_EXERCISE INSTRUCTIONS_:
Report back each line of the data that contains the word "have".

_DATA SHOWN_:
******
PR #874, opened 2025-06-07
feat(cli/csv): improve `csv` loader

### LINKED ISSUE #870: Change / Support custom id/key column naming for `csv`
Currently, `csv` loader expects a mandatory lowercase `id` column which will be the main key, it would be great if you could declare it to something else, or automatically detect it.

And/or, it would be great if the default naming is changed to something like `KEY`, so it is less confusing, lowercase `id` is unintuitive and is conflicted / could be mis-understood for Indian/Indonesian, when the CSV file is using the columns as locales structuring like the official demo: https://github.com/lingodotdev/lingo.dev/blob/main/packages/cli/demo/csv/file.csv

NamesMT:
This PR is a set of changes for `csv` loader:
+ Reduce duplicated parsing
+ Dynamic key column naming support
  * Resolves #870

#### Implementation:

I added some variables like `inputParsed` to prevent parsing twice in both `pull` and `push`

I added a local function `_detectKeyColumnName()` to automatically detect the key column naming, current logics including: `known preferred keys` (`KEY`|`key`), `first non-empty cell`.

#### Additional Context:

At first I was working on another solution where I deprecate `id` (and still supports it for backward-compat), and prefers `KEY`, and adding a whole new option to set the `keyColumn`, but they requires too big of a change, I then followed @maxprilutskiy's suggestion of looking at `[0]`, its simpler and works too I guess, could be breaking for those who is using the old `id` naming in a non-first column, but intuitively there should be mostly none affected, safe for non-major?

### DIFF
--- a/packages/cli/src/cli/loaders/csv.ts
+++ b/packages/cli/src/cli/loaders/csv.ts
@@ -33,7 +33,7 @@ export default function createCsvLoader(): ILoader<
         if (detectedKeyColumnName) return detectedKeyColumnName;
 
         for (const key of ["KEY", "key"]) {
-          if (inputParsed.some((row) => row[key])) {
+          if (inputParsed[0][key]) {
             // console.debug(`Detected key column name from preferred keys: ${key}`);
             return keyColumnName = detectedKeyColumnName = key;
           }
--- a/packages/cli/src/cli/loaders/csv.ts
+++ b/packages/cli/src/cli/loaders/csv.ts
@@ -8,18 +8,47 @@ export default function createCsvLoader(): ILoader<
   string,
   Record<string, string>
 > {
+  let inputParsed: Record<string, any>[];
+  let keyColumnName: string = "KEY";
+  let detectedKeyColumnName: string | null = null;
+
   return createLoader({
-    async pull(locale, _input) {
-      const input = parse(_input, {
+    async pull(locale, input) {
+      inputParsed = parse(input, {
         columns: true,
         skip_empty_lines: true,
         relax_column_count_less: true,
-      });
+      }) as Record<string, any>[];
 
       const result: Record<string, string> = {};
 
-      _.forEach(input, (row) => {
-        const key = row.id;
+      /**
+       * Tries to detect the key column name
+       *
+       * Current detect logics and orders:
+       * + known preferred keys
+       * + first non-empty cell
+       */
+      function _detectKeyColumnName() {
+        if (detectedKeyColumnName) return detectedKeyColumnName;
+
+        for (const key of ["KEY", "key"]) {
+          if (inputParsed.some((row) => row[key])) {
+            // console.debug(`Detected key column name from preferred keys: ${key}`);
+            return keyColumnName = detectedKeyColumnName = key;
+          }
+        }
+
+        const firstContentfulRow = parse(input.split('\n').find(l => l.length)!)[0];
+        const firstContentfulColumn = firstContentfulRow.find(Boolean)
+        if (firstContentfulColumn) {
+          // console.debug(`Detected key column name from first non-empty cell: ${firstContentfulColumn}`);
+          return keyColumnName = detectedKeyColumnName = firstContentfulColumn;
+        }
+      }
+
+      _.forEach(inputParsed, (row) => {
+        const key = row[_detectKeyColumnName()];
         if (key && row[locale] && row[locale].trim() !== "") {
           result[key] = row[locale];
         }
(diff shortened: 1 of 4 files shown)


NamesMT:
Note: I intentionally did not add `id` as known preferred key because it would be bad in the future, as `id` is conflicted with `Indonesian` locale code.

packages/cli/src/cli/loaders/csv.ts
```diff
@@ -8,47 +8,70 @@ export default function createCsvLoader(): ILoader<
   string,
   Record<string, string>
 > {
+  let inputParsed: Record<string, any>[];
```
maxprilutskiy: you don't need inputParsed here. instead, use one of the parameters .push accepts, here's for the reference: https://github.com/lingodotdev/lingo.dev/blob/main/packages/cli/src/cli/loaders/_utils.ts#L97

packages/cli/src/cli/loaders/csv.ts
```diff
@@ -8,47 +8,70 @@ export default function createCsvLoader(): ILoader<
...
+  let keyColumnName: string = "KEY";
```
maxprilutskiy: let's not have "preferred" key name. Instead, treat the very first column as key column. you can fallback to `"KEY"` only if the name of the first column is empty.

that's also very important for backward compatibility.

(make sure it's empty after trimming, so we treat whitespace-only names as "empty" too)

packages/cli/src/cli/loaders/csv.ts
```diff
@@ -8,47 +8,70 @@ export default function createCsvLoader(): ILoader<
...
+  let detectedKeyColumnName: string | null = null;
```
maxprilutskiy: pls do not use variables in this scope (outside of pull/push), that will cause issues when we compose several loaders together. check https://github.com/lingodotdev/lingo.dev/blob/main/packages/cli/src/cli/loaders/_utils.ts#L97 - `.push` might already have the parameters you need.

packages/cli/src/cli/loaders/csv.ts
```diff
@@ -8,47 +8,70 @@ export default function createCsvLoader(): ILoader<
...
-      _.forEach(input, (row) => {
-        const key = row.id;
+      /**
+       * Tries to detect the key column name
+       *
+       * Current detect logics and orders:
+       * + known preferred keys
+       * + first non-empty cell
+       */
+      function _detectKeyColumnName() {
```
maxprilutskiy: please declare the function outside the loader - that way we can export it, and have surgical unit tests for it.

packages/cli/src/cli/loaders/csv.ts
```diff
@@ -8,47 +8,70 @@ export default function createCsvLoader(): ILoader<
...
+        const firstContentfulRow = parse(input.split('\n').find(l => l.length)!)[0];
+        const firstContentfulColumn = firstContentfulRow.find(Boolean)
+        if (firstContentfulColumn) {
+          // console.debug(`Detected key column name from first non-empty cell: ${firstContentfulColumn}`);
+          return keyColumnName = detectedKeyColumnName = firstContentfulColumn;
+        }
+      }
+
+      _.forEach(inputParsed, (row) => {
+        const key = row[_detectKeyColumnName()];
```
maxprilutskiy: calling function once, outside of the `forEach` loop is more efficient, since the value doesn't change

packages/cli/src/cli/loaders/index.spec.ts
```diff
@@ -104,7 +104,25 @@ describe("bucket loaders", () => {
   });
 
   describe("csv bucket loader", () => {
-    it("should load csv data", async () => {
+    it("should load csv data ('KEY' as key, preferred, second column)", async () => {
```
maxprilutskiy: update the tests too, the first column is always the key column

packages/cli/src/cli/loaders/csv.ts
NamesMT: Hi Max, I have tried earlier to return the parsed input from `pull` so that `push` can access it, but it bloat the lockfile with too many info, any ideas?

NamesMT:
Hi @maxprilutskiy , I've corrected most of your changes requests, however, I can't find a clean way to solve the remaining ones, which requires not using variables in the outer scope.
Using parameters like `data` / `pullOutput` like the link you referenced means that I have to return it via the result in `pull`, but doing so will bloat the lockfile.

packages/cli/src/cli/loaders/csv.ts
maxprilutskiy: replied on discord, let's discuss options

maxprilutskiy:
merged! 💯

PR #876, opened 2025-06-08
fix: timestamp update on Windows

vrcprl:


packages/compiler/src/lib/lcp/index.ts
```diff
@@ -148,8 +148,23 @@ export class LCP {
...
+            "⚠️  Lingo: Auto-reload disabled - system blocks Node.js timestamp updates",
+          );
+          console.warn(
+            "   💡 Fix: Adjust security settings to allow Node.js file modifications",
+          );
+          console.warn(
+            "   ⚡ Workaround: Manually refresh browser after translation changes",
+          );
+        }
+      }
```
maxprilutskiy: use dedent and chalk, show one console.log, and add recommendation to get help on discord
******
_ANSWER BOX_:
maxprilutskiy: let's not have "preferred" key name. Instead, treat the very first column as key column. you can fallback to `"KEY"` only if the name of the first column is empty.
maxprilutskiy: pls do not use variables in this scope (outside of pull/push), that will cause issues when we compose several loaders together. check https://github.com/lingodotdev/lingo.dev/blob/main/packages/cli/src/cli/loaders/_utils.ts#L97 - `.push` might already have the parameters you need.
maxprilutskiy: please declare the function outside the loader - that way we can export it, and have surgical unit tests for it.
NamesMT: Hi Max, I have tried earlier to return the parsed input from `pull` so that `push` can access it, but it bloat the lockfile with too many info, any ideas?
Using parameters like `data` / `pullOutput` like the link you referenced means that I have to return it via the result in `pull`, but doing so will bloat the lockfile.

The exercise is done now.